*** Opening SOURCE MATERIAL ***

PR #291, opened 2022-09-03
RUBY-3137 Use SecureRandom to initialize ObjectId counter

midnight-wonderer:
Hello,
I am auditing some MongoDB Ruby code and found that `ObjectId` uses `Kernel.rand` to initialize the counter.
While `Kernel.rand` differs from implementation to implementation, it is likely seeded by at least the PID of the Ruby process.

In the `ObjectId` use case, since we already used `PID` in the tuple, we want to make sure other values in the tuple are independent from the `PID` as much as possible.

I know it might not have a concrete downside in practice, but just to be on the safe side, I would recommend initializing the counter with `SecureRandom` instead; what do you say?

### DIFF
--- a/lib/bson/object_id.rb
+++ b/lib/bson/object_id.rb
@@ -14,6 +14,7 @@
 # limitations under the License.
 
 require "digest/md5"
+require "securerandom"
 require "socket"
 require "thread"
 
@@ -351,7 +352,7 @@ module BSON
       #
       # @since 2.0.0
       def initialize
-        @counter = rand(0x1000000)
+        @counter = ::SecureRandom.rand(0x1000000)
         @machine_id = Digest::MD5.digest(Socket.gethostname).unpack1("N")
         @mutex = Mutex.new
       end


Neilshweky:
I have no objections, @p-mongo @comandeo?

p-mongo:
@midnight-wonderer Can you please clarify what your requirements are.

> In the ObjectId use case, since we already used PID in the tuple, we want to make sure other values in the tuple are independent from the PID as much as possible.


Can you please state what your requirements are and why you are using ObjectId for them. The behavior of ObjectId as it is used by MongoDB drivers is covered by the specification [here](https://github.com/mongodb/specifications/blob/master/source/objectid.rst#random-value), in particular the random number is not required to be cryptographically secure.

>  it is likely seeded by at least the PID of the Ruby process.

Can you please reference your source of this information?

behackett:
We do a similar thing in PyMongo: https://github.com/mongodb/mongo-python-driver/blob/master/bson/objectid.py#L51

midnight-wonderer:
@p-mongo 
First and foremost, the spec says,

> If possible, use a PRNG with OS supplied entropy that SHOULD NOT block to wait for more entropy to become available.

;for Ruby this is the `SecureRandom`.  

To add more details
MRI uses multiple sources of seed for `Kernel.rand`.
Reference:
https://github.com/ruby/ruby/blob/55c771/random.c#L655
This may or may not include `urandom` on *nix depending on how you compile it.

The objective of the spec is to lower the probability of collision on ObjectID, given that the collision on a 16-bit machine identifier should not be that rare. For Ruby's truncated `MD5(hostname)`, all it takes is people to name the same hostname on different servers. And when two identical server restarts, it's not that unusual to have Ruby with the same PID.

Even if these two events occur, the last safeguard is the counter with a randomized init value. Now the quality of randomization matters. Even if the randomization doesn't need to be cryptographically secure, the orthogonal to other values in the tuple is a desirable property.

If `Kernel.rand` was seeded with time, for example, you'll end up with something deterministic. Not independent between each process.

That part about PID has no reference, but the seed for `Kernel.rand` has pretty much the same requirement as MongoDB.
(No need for cryptographically secure randomization)

I wouldn't surprised if some implementor chooses to seed it with time / MachineID / ProcessID; this is undesirable because it will make the random number not orthogonal to other values in ObjectID.

midnight-wonderer:
Add:
Here https://github.com/ruby/ruby/blob/55c771/random.c#L680, the PID is in the seed as well, at least for MRI.

p-mongo:
Thank you for the explanation @midnight-wonderer . I agree that this PR is more aligned with the spec requirements than our present implementation, at the cost of possibly being slower.

p-mongo (approved):

Neilshweky (approved):

comandeo (approved):

comandeo:
@midnight-wonderer Thank you very much for your contribution!

PR #293, opened 2022-09-08
RUBY-3109 remove all references to dots/dollars

Neilshweky:
Some followup questions about this: 
- do we need to deprecate this in 4.15(16?)
- do we want to leave this functionality for the future?
- If not, can we remove the BSON::Config module?

Also in this PR, renamed DBRef argument error.


p-mongo:
There are many conflicting files in this PR?

ext/bson/read.c
```diff
@@ -143,7 +143,7 @@ VALUE rb_bson_byte_buffer_get_bytes(VALUE self, VALUE i)
 }
 
 VALUE pvt_get_boolean(byte_buffer_t *b){
-  VALUE result;
+  VALUE result = 0;
```
p-mongo, line 146: I don't think you can do this. If you want to silence the compiler warning, you can assign `Qnil` to `result` immediately before the `pvt_raise_decode_error` call in that branch only.

p-mongo: And add a comment that the assignment is to pacify the compiler.

Neilshweky:
> There are many conflicting files in this PR?

ooh I just merged 1806, that must be why... I will rebase.

Neilshweky:
@p-mongo  conflicts are gone!

p-mongo:
This change should be announced for 5.0. We don't currently have release notes in bson-ruby, so for now the note can be added to https://jira.mongodb.org/browse/RUBY-1604 as a simple list of changes.

If you like you can add a deprecation to 4.x. My guess is the change will affect virtually no applications. If it's easy to add the deprecation, I'd say go for it, if it's a meaningful amount of work this can be skipped in my opinion.


> do we want to leave this functionality for the future?

My guess is it won't be used in any visible future. My vote is no.

> If not, can we remove the BSON::Config module?

Good question. It might be useful but having it be there and be empty is somewhat silly. @comandeo ?

ext/bson/read.c
Neilshweky, line 146:
```suggestion
  VALUE result;
```

Neilshweky: I just got rid of it.

lib/bson/error/invalid_dbref_argument.rb
```diff
@@ -0,0 +1,12 @@
+# frozen_string_literal: true
+
+module BSON
+  class Error
+    # Raised when trying to create a BSON::DBRef from an object that is an invalid DBRef.
+    #
+    # @api private
```
p-mongo, line 7: Exception classes are not private, only their constructors are.

lib/bson/regexp.rb
```diff
@@ -196,15 +195,14 @@ def respond_to?(method, include_private = false)
...
       #
       # @return [ BSON::ByteBuffer ] The buffer with the encoded object.
       #
       # @see http://bsonspec.org/#/specification
       #
       # @since 4.2.0
-      def to_bson(buffer = ByteBuffer.new, validating_keys = Config.validating_keys?)
-        return compile.to_bson(buffer, validating_keys) if options.is_a?(Integer)
+      def to_bson(buffer = ByteBuffer.new)
+        return compile.to_bson(buffer) if options.is_a?(Integer)
```
p-mongo, line 205: Didn't you remove integer options?

p-mongo (approved):

lib/bson/error/invalid_dbref_argument.rb
Neilshweky: done

lib/bson/regexp.rb
Neilshweky: You're right, let me open a followup ticket.

lib/bson/error/invalid_dbref_argument.rb
p-mongo: There are 2 or 3 other classes that this applies to.

Neilshweky: done

PR #295, opened 2022-09-22
RUBY-2846 Add _bson_to_i method to ActiveSupport::TimeWithZone class

Neilshweky:


p-mongo:
This should not be necessary since https://github.com/jruby/jruby/issues/6104 is merged into JRuby 9.3 and Mongoid 8.0+ requires 9.3.

Neilshweky:
> This should not be necessary since https://github.com/jruby/jruby/issues/6104 is merged into JRuby 9.3 and Mongoid 8.0+ requires 9.3.

There is definitely work to be done in Mongoid wrt this though, right? Removing _bson_to_i and just calling to_i if we're 9.3+?

lib/bson/time_with_zone.rb
```diff
@@ -46,6 +46,16 @@ def to_bson(buffer = ByteBuffer.new)
     def bson_type
       ::Time::BSON_TYPE
     end
+
+    def _bson_to_i
```
p-mongo, line 50: Can you add `@api private` here please.

p-mongo (approved):
I changed my mind, since we don't detect jruby versions let's support correct behavior on 9.2.

When either bson-ruby is impossible to use on 9.2 or it's very clear to users this shouldn't be done, all _bson_to_i code should be removed.

lib/bson/time_with_zone.rb
Neilshweky, line 50:
```suggestion
    # @api private
    def _bson_to_i
```

Neilshweky: done

PR #308, opened 2023-06-22
RUBY-2056 Allow all subtype values in BSON::Binary

jamis:
`BSON::Binary` only allows subtypes to be specified as a symbol, which makes it impossible to specify any but one of the subtypes in the user-defined range (0x80-0xFF). This PR changes BSON::Binary so that the type parameter can still be given as a symbol, with the existing behavior, but also as an integer (for specifying the literal subtype value directly) or as a string (interpreted as either the symbolic type identifier, or as a single-byte integer subtype).


lib/bson/binary.rb
```diff
@@ -338,13 +347,57 @@ def self.from_uuid(uuid, representation = nil)
...
+    #
+    # @return [ Symbol ] the symbolic type corresponding to the argument.
     #
     # @raise [ BSON::Error::InvalidBinaryType ] The the type is invalid.
     #
     # @since 2.0.0
     def validate_type!(type)
-      raise BSON::Error::InvalidBinaryType.new(type) unless SUBTYPES.has_key?(type)
+      case type
+      when Integer then validate_integer_type!(type)
```
comandeo, line 359: It looks like the method `validate_type!` actually mutates the internal state of the instance by setting `@raw_type` instance variable. It took me some time to figure it out; however, I am not sure whether this is a blocker.

comandeo (approved):

lib/bson/binary.rb
jamis: It does; however, `validate_type!` is only called from `initialize`, so its less about mutating state, and more about initializing state. The `@raw_type` variable represents the actual binary encoding of the type that will be used to represent it; it is generally the same as the type itself, but for user-defined encodings (0x80-0xFF), it can be different, which is why we need to differentiate them.

PR #311, opened 2023-06-23
RUBY-1410 Implement ObjectID spec

jamis:
This implements the ObjectID spec (here: https://github.com/mongodb/specifications/blob/master/source/objectid.rst#specification), which changes how the object ID is generated.

ref: https://jira.mongodb.org/browse/RUBY-1410


comandeo (approved):

midnight-wonderer:
@jamis 
Hey, I was late to the party.  
Didn't know you guys reimplement the whole thing in C.

I have a question regarding f6abb714e94fb686c643ab0c26417636f136778d.  
How do I ensure that the extension is compiled with `arc4random`?  
Do I need `libbsd-dev` on my system (Linux)?

jamis:
Hey @midnight-wonderer. I'm actually not sure what might need to happen to find that function on a non-BSD system. Currently, the `extconf.rb` file is set to look only in the standard header files; if the file exists in a different header file, the call to `have_func` in `extconf.rb` might need to be adjusted to check for specific header files. Could possibly be done via environment variables, too? If you're up to experimenting with that, and have some success getting it to work on (e.g.) Linux, please do let us know what needs to change.

midnight-wonderer:
I tried, these are what I found out so far:
* Installing `libbsd-dev` does not work; `mkmf` doesn't detect the header.
* Surprisingly, the new version of Debian (dubbed: Bookworm) provides `arc4random` in their standard libs, and `mkmf` pick up the function just fine.
* The internal API of Ruby has a header that provides secure random with robust fallbacks; check this out: https://github.com/ruby/ruby/blob/7380c7/internal/random.h
* Normally, I write native extensions using `libffi`, so the binding will work across all Rubies without much effort. I don't know how to write Ruby in C; so, not sure if you can use `internal/random.h`.

PR #314, opened 2023-07-19
RUBY-3305 enable detections of arc4random from libbsd

midnight-wonderer:
A little change to enable `arc4random` on Linux when `libbsd` header exists.  
This change is not necessary if you can integrate `internal/random.h` from MRI as discussed in #311; that API is better and more robust.

With this change, to enable secure-randomized counter initialization for ObjectID, just make sure to install `libbsd-dev` on distros derived from Debian.

### DIFF
--- a/ext/bson/extconf.rb
+++ b/ext/bson/extconf.rb
@@ -4,6 +4,7 @@
 require 'mkmf'
 
 $CFLAGS << ' -Wall -g -std=c99'
+have_library 'bsd'
 have_func 'arc4random'
 
 create_makefile('bson_native')


jamis:
Excellent! I'll add a ticket in Jira for this and we'll triage it on Monday. I love how straightforward it was to make this work for you; I'd hoped it would be. Also, excellent suggestion about using Ruby's random utility for this; I'll add a second ticket for that so we can discuss it as a team next week.

Thank you!

jamis:
Thanks again for this PR; ultimately, we've opted for a more general solution that leans on Ruby's `SecureRandom` module (see #318).

PR #319, opened 2023-11-30
Add support for legacy deserialization

jamis:
Mongoid specs, for instance, rely on BSON::Binary defining only two instance variables, and build testing data around that assumption.


jamis:
ruby 2.7 has some failures in evergreen when COMPACT is enabled, but I've confirmed locally that these failures happen even in master. I suspect a memory glitch in ruby 2.7, as the same specs work fine on later versions of ruby.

*** Closing SOURCE MATERIAL ***

▶ [ACTIVITY]
Give the exact lines, and only those, from the line containing "The objective of" through the line containing "between each process." in the entries above.

▶ [EXPECTED ANSWER]
The objective of the spec is to lower the probability of collision on ObjectID, given that the collision on a 16-bit machine identifier should not be that rare. For Ruby's truncated `MD5(hostname)`, all it takes is people to name the same hostname on different servers. And when two identical server restarts, it's not that unusual to have Ruby with the same PID.

Even if these two events occur, the last safeguard is the counter with a randomized init value. Now the quality of randomization matters. Even if the randomization doesn't need to be cryptographically secure, the orthogonal to other values in the tuple is a desirable property.

If `Kernel.rand` was seeded with time, for example, you'll end up with something deterministic. Not independent between each process.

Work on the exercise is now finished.